--- LISTED RECORDS ---

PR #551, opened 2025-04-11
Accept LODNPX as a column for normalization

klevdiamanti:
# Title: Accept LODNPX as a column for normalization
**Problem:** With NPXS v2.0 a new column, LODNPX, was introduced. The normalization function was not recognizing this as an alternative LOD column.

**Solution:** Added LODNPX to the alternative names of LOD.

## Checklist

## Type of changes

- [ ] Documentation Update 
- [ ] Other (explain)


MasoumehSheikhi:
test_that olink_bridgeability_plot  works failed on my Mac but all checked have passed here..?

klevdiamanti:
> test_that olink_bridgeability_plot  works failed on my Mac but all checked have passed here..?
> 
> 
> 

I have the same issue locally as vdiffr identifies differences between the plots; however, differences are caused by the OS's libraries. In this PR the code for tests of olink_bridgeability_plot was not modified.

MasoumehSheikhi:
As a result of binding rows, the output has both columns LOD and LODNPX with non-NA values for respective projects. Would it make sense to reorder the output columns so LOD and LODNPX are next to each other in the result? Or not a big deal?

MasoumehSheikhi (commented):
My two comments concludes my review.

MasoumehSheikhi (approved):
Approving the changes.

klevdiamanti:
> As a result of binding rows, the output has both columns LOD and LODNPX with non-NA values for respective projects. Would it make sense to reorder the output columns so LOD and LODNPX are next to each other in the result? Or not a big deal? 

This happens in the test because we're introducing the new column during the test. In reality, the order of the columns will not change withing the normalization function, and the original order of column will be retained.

---
--- LISTED RECORDS ---

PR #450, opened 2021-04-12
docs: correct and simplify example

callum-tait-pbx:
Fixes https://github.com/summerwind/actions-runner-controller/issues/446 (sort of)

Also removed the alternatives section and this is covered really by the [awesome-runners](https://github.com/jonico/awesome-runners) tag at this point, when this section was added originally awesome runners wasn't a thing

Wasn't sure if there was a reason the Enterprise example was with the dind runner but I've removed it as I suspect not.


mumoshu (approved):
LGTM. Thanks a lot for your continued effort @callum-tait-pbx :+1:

---

→ PROMPT: Wherever a line in the entries holds "projects", copy that line.

→ EXPECTED OUTPUT:
As a result of binding rows, the output has both columns LOD and LODNPX with non-NA values for respective projects. Would it make sense to reorder the output columns so LOD and LODNPX are next to each other in the result? Or not a big deal?
> As a result of binding rows, the output has both columns LOD and LODNPX with non-NA values for respective projects. Would it make sense to reorder the output columns so LOD and LODNPX are next to each other in the result? Or not a big deal? 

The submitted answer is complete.